PR #882, opened 2020-06-26
Fix token selector on right hand side of the map

### LINKED ISSUE #849: Tile Selector on Right Hidden
Try laying on L4

https://gist.githubusercontent.com/tobymao/c6c54e662e719ff8953ca7e385ec1878/raw/1e3024b025801bca1493fcdfacdb59730740e506/gistfile1.txt

jenf:
fixes #849

### DIFF
--- a/assets/app/lib/radial_selector.rb
+++ b/assets/app/lib/radial_selector.rb
@@ -25,5 +25,7 @@ module Lib
         'pointer-events' => 'auto',
       }
     end
+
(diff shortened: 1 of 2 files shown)


yzemaze:
The problem isn’t restricted to the right hand side. At least on 1836jr the bottom side is problematic, on other (future) maps left and top will be as well.

jenf:
Left Is already fixed, I can double check how 36jr looks

PR #887, opened 2020-06-26
Companies on cards

yzemaze:
- companies included on corp/player cards
- player owned companies with abilities during OR (e. g. Mitsubishi Ferry) are still rendered below active corp (alternative: render player card)
- toggle description by click/tap on company name
- click/tap to toggle selection (selected = light blue bg)
- prevent selection of not usable or not purchasable companies (should prevent using other corp’s companies from companies tab etc.)
- cursor: pointer only when selectable
- active corp/player highlighted with border and name underline instead of bg color
- (needs: display in part for later)

- still two selects needed when ability allows laying two tiles

I’m not convinced `@table` is the best method to choose which render method to use for corp/player. (… and results in annoying white-space changes. render as switch plus render_tab/page might be better.)
Logic in company ll. 18 – 34 does (should?!) work, but might not be flexible enough for other cases.

### DIFF
--- a/assets/app/view/game/companies.rb
+++ b/assets/app/view/game/companies.rb
@@ -7,22 +7,56 @@ module View
     class Companies < Snabberb::Component
       needs :game
       needs :user, default: nil
+      needs :owner, default: nil
+      needs :table, default: false
 
       def render
-        children = @game
-          .companies
-          .select(&:owner)
-          .group_by(&:owner)
-          .sort_by { |owner, _| owner.name == @user&.dig(:name) ? '' : owner.name }
-          .map { |owner, companies| render_companies(owner, companies) }
+        if @table
+          render_companies_table(@owner)
+        else
+          children = @game
+            .companies
+            .select(&:owner)
+            .group_by(&:owner)
+            .sort_by { |owner, _| owner.name == @user&.dig(:name) ? '' : owner.name }
+            .map { |owner, companies| render_companies(owner, companies) }
 
-        h(:div, children)
+          h(:div, children)
+        end
       end
 
       def render_companies(owner, companies)
         h(:div, { style: { 'margin-bottom': '0.5rem' } }, [
           h(:div, { style: { 'border-bottom': '1px solid gainsboro' } }, owner.name),
           *companies.map { |c| h(Company, company: c) },
+        ])
+      end
+
+      def render_companies_table(owner)
+        companies = owner.companies.map do |c|
+          h(Company, company: c, table: true)
+        end
+
+        table_props = {
+          style: {
+            padding: '0 0.5rem',
+            justifySelf: 'stretch',
+          },
+        }
+        row_props = {
+          style: {
+            grid: owner.player? ? '1fr / 4fr 1fr 1fr' : '1fr / 5fr 1fr',
+            justifySelf: 'stretch',
+          },
+        }
+
+        h('div#company_table', table_props, [
+          h('div.bold', row_props, [
+            h(:div, 'Company'),
+            owner.player? ? h('div.right', 'Value') : '',
+            h('div.right', 'Income'),
+          ]),
+          h(:div, [*companies]),
         ])
       end
     end
--- a/assets/app/view/game/companies.rb
+++ b/assets/app/view/game/companies.rb
@@ -56,7 +56,7 @@ module View
             owner.player? ? h('div.right', 'Value') : '',
             h('div.right', 'Income'),
           ]),
-          h(:div, [*companies]),
+          h(:div, companies),
         ])
       end
     end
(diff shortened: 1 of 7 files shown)


tobymao:
Screen Shot 2020-06-26 at 8 49 41 AM

Is there a border here?

assets/app/view/game/companies.rb
```diff
@@ -25,6 +31,34 @@ def render_companies(owner, companies)
...
+          },
+        }
+
+        h('div#company_table', table_props, [
+          h('div.bold', row_props, [
+            h(:div, 'Company'),
+            owner.player? ? h('div.right', 'Value') : '',
+            h('div.right', 'Income'),
+          ]),
+          h(:div, [*companies]),
```
tobymao, line 59: h(:div, companies)

assets/app/view/game/company.rb
```diff
@@ -8,12 +8,30 @@ class Company < Snabberb::Component
...
       def selected?
         @company == @selected_company
       end
 
+      def purchasable?
+        !@company.owner || @game.round.operating? && @company.owner.player?
+      end
+
+      def ability_usable?
+        return if (@company.all_abilities.map(&:type) & View::Game::Round::Operating::ABILITIES).empty?
```
tobymao, line 23: you can just do Round::Operating::Abilities

assets/app/view/game/company.rb
```diff
@@ -8,12 +8,30 @@ class Company < Snabberb::Component
...
+
+        @game.round.can_act?(@company.owner)
```
tobymao, line 25: i don't think that's right because players can use abilities at any time

assets/app/view/game/company.rb
```diff
@@ -8,12 +8,30 @@ class Company < Snabberb::Component
...
+      end
+
+      def select_company(event)
+        event.JS.stopPropagation
+        selected_company = (ability_usable? || purchasable?) && !selected? ? @company : nil
+        store(:tile_selector, nil)
```
tobymao, line 31: you're doing a double render here, skip: true

assets/app/view/game/round/operating.rb
```diff
@@ -42,10 +42,10 @@ def render
           left = [action]
           corporation = round.current_entity
           left << h(Corporation, corporation: corporation)
-          (corporation.companies + corporation.owner.companies).each do |c|
+          corporation.owner.companies.each do |c|
             next if (c.all_abilities.map(&:type) & ABILITIES).empty?
 
-            left << h(Company, inline: false, company: c)
+            left << h(Company, display: 'block', company: c, game: @game)
```
tobymao, line 48: why block?

assets/app/view/game/companies.rb
yzemaze: > Is there a border here?
Looks like 4px black, but it should be in user-selected font-color (corporation 23) like so …
image
But there’s no need for explicit color anyway, inheritance should be sufficient.

assets/app/view/game/company.rb
yzemaze: upper case. So no need to add full path if parts are shared – of course …

assets/app/view/game/company.rb
yzemaze: ok, I’ll limit it to corps then.

assets/app/view/game/companies.rb
tobymao: do you need to fix something?

assets/app/view/game/round/operating.rb
yzemaze: because inline-block would render it right next to the corp which would move the map below them …

assets/app/view/game/companies.rb
yzemaze: color just removed, please try

tobymao:
i cannot click on mitsubishi ferry to buy it

can you please do some more testing?

{
  "status": "active",
  "actions": [
    {
      "type": "bid",
      "entity": "Player 1",
      "entity_type": "player",
      "id": 1,
      "company": "TR",
      "price": 20
    }
  ],
  "id": "hs_ffhcvhji_1593223946",
  "players": [
    {
      "name": "Player 1"
    },
    {
      "name": "Player 2"
    },
    {
      "name": "Player 3"
    }
  ],
  "title": "1889",
  "description": "",
  "max_players": "3",
  "mode": "hotseat",
  "user": {
    "id": 0,
    "name": "You"
  },
  "created_at": "2020-06-26",
  "loaded": true,
  "result": {}
}

yzemaze:
> i cannot click on mitsubishi ferry to buy it

Order of || is relevant (else I’d need to use more & to prevent running into nils).

PR #889, opened 2020-06-26
Fix paging of hotseat games

### LINKED ISSUE #866: [Home: Hotseat] Next has no effect / no paging
Even with 12+ games there’s no way to go to the next page. Next changed URL param (to hotseat=1), but nothing happens.
Opening https://www.18xx.games/?hotseat=0 (or =1) leads to hotseat games not rendered at all. (Maybe related to #762.)

jenf:
fixes #866

### DIFF
--- a/assets/app/app.rb
+++ b/assets/app/app.rb
@@ -52,7 +52,7 @@ class App < Snabberb::Component
       case @app_route
       when /new_game/
         h(View::CreateGame)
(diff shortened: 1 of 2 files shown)


tobymao:
looks like the tests broke

jenf:
yeah, screwed up the regex.

PR #901, opened 2020-06-27
Allow skip history by round

### LINKED ISSUE #684: Jump by round in history as well as by turn
At the moment, we have two options:

- |< , >| : jump to beginning/end
- < , > : jump by action

Would it be possible to add an intermediate level (<< , >> maybe?), that allows jumping by round? This would allow reviewing a game quickly, but still fine-grained enough to be able to track how the game changed.

jenf:
fixes #684


jenf:
needs a bit more work, will resubmit when ready

PR #902, opened 2020-06-27
Believe Postgres is Requirement - Failing without

rheretic:
Step 1/6 : FROM postgres:12.2
ERROR: Service 'db' failed to build: Get "https://registry-1.docker.io/v2/": dial tcp: lookup registry-1.docker.io on [::1]:53: read udp [::1]:41924->[::1]:53: read: connection refused
make: *** [Makefile:24: dev_up] Error 1

I assume this means that my box needs to have Postgres loaded.

### DIFF
--- a/DEVELOPMENT.md
+++ b/DEVELOPMENT.md
@@ -10,6 +10,7 @@ If configuring the droplet from scratch, these are the requirements:
 * `docker`
 * `docker-compose`
 * `make`
+* `postgres`
 * this repo (via `git clone`)
 
 ### Docker


michaeljb:
No, shouldn't need postgres on your host machine. That error message looks like a failure to download the postgres image layer from the Docker website.

What output do you get from running `docker pull postgres:12.2`? If you get the same error, you might need to setup a Docker account - https://docs.docker.com/docker-id/
If the `docker pull` works, then it was probably just an intermittent network issue.

rheretic:
THANKS michaeljb!  From the cmd line your docker pull command is doing something!

And make is getting further!  

Weird!  (Closing)

PR #908, opened 2020-06-28
slight refactor

benjaminxscott:
avoids executing the removal logic or printing empty 'removal' log lines w/ 5 players

### DIFF
--- a/lib/engine/game/g_1846.rb
+++ b/lib/engine/game/g_1846.rb
@@ -135,6 +135,9 @@ module Engine
 
       def remove_from_group!(group, entities)
         removals = group.sort_by { rand }.take([5 - @players.size, 2].min)
+        # This looks verbose, but it works around the fact that we can't modify code which includes rand() w/o breaking existing games
+        return unless removals
+
         @log << "Removing #{removals.join(', ')}"
         entities.reject! do |entity|
           if removals.include?(entity.name)
--- a/lib/engine/game/g_1846.rb
+++ b/lib/engine/game/g_1846.rb
@@ -129,14 +129,16 @@ module Engine
       end
 
       def remove_from_group!(group, entities)
-        remove = group.sort_by { rand }.take([5 - @players.size, 2].min)
-        @log << "Removing #{remove.join(', ')}"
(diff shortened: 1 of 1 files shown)


tobymao:
this will probably break every 5 player game because now the random seeds have changed

benjaminxscott:
oh does the digest of the engine file get used as part of the prng seed?

benjaminxscott:
Oh would it regenerate current games based on the new `rand` call?

tobymao:
> Oh would it regenerate current games based on the new `rand` call?

yes, every game is purely made up by it's actions. if the number of rands change, that will change the subsequent random decisions in the game, so i'm inclined to not merge this change although I do appreciate your effort in the PR.

benjaminxscott:
Ah, so if we instead check for `remove.nil?` on the print statement, would that be a non-breaking prng seed change? 

(since it's still calling rand() the same number of times, it's just not printing)

tobymao:
yes, if the goal is to simply clean up the log in a 5 player game.

also you can run lint locally

docker-compose exec rack rubocop

pass -e if you want it to auto correct

benjaminxscott:
Ah yep my commits probably look funny, haven't setup a ruby env on my chromebook 
(also i don't have much xp with ruby)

• _What to do_: Find "yes, every game" in the entries above and copy that whole line exactly, then each line after it through the line that contains "docker-compose exec rack rubocop".

• _Written solution_:
yes, every game is purely made up by it's actions. if the number of rands change, that will change the subsequent random decisions in the game, so i'm inclined to not merge this change although I do appreciate your effort in the PR.

benjaminxscott:
Ah, so if we instead check for `remove.nil?` on the print statement, would that be a non-breaking prng seed change? 

(since it's still calling rand() the same number of times, it's just not printing)

tobymao:
yes, if the goal is to simply clean up the log in a 5 player game.

also you can run lint locally

docker-compose exec rack rubocop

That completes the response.